# Mitgliedsverwaltung, Vererbung



## Han (17. Mrz 2006)

Hallo....die Übungsangabe zur aktuellen Übung ist wieder mal sehr ungenau....

Vereinskostenstruktur
Ein Verein möchte sich ein klares Bild von der Einnahmen/Ausgaben Struktur seiner Mitglieder
machen. Mitglieder können dabei entweder physische Personen oder wieder Vereine (also
Zweigstellen des Vereins) sein.
Alle Mitglieder (Klasse Member) haben einen Namen und eine eindeutige Mitgliedsnummer.
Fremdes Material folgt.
Issue #309, opened 2021-02-15
Fatal Exception: com.google.android.exoplayer2.IllegalSeekPositionException


DenisShakinov:
**Which API doesn't behave as documented, and how does it misbehave?**
We've noticed a few random crashes in prod version of our app (Android). Here is stacktrace from firebase console:
```
Fatal Exception: com.google.android.exoplayer2.IllegalSeekPositionException
       at com.google.android.exoplayer2.ExoPlayerImpl.seekTo(ExoPlayerImpl.java:596)
       at com.google.android.exoplayer2.SimpleExoPlayer.seekTo(SimpleExoPlayer.java:1661)
       at com.ryanheise.just_audio.AudioPlayer.onPlayerError(AudioPlayer.java:271)
```

**Minimal reproduction project**
We are unable to reproduce such an issue on our available test devices so steps to reproduce are unclear

**To Reproduce (i.e. user steps, not code)**
(n/a)

**Error messages**
(n/a)

**Expected behavior**
App doesn't crash on any player error.

**Screenshots**
(n/a)

**Desktop (please complete the following information):**
 - OS: MacOS
 - Browser (n/a)

**Smartphone (please complete the following information):**
 - Device: OPPO CPH1827
 - OS: Android 7.1.1

**Flutter SDK version**
```
[✓] Flutter (Channel stable, 1.22.6, on macOS 11.0.1 20B50 darwin-x64, locale
    en-BY)
 
[✓] Android toolchain - develop for Android devices (Android SDK version 29.0.3)
[✓] Xcode - develop for iOS and macOS (Xcode 12.4)
[!] Android Studio (version 4.1)
    ✗ Flutter plugin not installed; this adds Flutter specific functionality.
    ✗ Dart plugin not installed; this adds Dart specific functionality.
[✓] VS Code (version 1.53.2)
[✓] Connected device (2 available)
```

**Additional context**
I quess it may be some android api version or vendor specific issues (Operating systems: 96% Android 7, Devices: 69% OPPO, 25% LENOVO).
We don't do anything special with the library, just createPlayer -> setAsset -> play use case.

AliHoseinpoor:
I have the same problem.
In crashes section in google play console i have this error
![Uploading IMG_20210312_113400.jpg…]()

ryanheise:
Hi @AliHoseinpoor Can you confirm #310 fixes the issue?

[...]

PR #310, opened 2021-02-15
Fix IllegalSeekPositionException crash on Android

DenisShakinov:
Please see #309

### DIFF
--- a/just_audio/android/src/main/java/com/ryanheise/just_audio/AudioPlayer.java
+++ b/just_audio/android/src/main/java/com/ryanheise/just_audio/AudioPlayer.java
@@ -265,10 +265,13 @@ public class AudioPlayer implements MethodCallHandler, Player.EventListener, Aud
         errorCount++;
         if (player.hasNext() && currentIndex != null && errorCount <= 5) {
             int nextIndex = currentIndex + 1;
-            // TODO: pass in initial position here.
-            player.setMediaSource(mediaSource);
-            player.prepare();
-            player.seekTo(nextIndex, 0);
+            Timeline timeline = player.getCurrentTimeline();
+            if (nextIndex >= 0 && (timeline.isEmpty() || nextIndex < timeline.getWindowCount())) {
+                // TODO: pass in initial position here.
+                player.setMediaSource(mediaSource);
+                player.prepare();
+                player.seekTo(nextIndex, 0);
+            }
         }
     }
 


just_audio/android/src/main/java/com/ryanheise/just_audio/AudioPlayer.java
```diff
@@ -265,10 +265,13 @@ public void onPlayerError(ExoPlaybackException error) {
         errorCount++;
         if (player.hasNext() && currentIndex != null && errorCount <= 5) {
             int nextIndex = currentIndex + 1;
-            // TODO: pass in initial position here.
-            player.setMediaSource(mediaSource);
-            player.prepare();
-            player.seekTo(nextIndex, 0);
+            Timeline timeline = player.getCurrentTimeline();
+            if (nextIndex >= 0 && (timeline.isEmpty() || nextIndex < timeline.getWindowCount())) {
```
ryanheise, line 269: Some of these conditions look a bit surprising:

* How can `nextIndex >= 0` be violated? For `nextIndex` to be -1, `currentIndex` would have to be -2 which would indicate a problem elsewhere.
* What is the scenario where `player.hasNext()` AND `timeline.isEmpty()`? If `timeline.isEmpty()`, what does `player.seekTo(nextIndex, 0)` do?

If all is reasonable, it would be good to add a comment above this condition to explain these surprises.

DenisShakinov: yes it does look quit surprising, but this is `onPlayerError` method triggered so anything can happen here imho. Please take a look at this code from exoplayer:
https://github.com/google/ExoPlayer/blob/4b1e0fa9fc643f96ab5bbf4cec9aa7a79e4bc789/library/core/src/main/java/com/google/android/exoplayer2/ExoPlayerImpl.java#L610
I don't think that problem is in `nextIndex < 0` or `timeline.isEmpty()`. I guess the problem is that `nextIndex >= timeline.getWindowCount()` somehow.
Btw could you please provide a purpose of seeking player to beginning on every player error?

ryanheise: I guess that is why the condition looks puzzling. In context, I don't think all of the terms of that condition are appropriate, because we have just computed the next index which should never be less than zero. It seems at least that condition could be removed, but maybe you can confirm it through debugging to check `nextIndex` is never less than zero. What do you think?

I guess the real mystery is why `hasNext` returns true and yet `nextIndex` then seems to be going out of range.

> Btw could you please provide a purpose of seeking player to beginning on every player error?

I believe this was to emulate the iOS behaviour where if you have a playlist and one item fails, it automatically advances to the next item.

DenisShakinov: Although i cannot debug it (issue is not reproducible in normal circumstances) `nextIndex` seems fine for me. I guess the problem in `timeline`, maybe it has been reset to default values somehow right after player error.

ryanheise: That's also my take. If we look at the ExoPlayer code you referenced, it looks like that `windowIndex` condition was only there to guard against an out of bound parameter value passed in by the client, but in our case `nextIndex` is not a parameter and we can guarantee it is within bounds. Can we remove the `nextIndex` condition?

ryanheise: I'm also not sure about the use of the `timeline.isEmpty()` condition. If the timeline is empty, it means there is no "next" to play, and I think we should just do nothing. So just:

```dart
if (nextIndex < timeline.getWindowCount()) {
```

ryanheise:
I've merged your fix with my own proposed changes added. Fingers crossed!

I've also published a new release 0.7.1 with the bug fix.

Die
Mitgliedsnummer wird beim Anlegen eines neuen Mitgliedes vom System vergeben.
Es existieren folgende Arten von physischen Personen als Mitgliedern:
- Unterstützende Mitglieder (Klasse SupportingMember): Diese Mitglieder bezahlen einen
Jahresbeitrag von €100,- und verursachen bei Vereinsfesten Ausgaben von durchschnittlich
€15,- im Jahr.

Die Klasse Member soll folgende Schnittstelle besitzen:
- double getIncome(): berechnet die gesamten Einnahmen, die der Verein durch dieses
Mitglied erzielt.
- double getCosts(): berechnet die gesamten Ausgaben, die dieses Mitglied verursacht.
- double getSurplus(): berechnet den finanziellen Überschuss, den das Mitglied dem
Verein bringt.
- String toString(): Gibt eine ordentlich formatierte und strukturierte Mitgliederliste
(Name, Einnahmen, Ausgaben, Überschuss) zurück.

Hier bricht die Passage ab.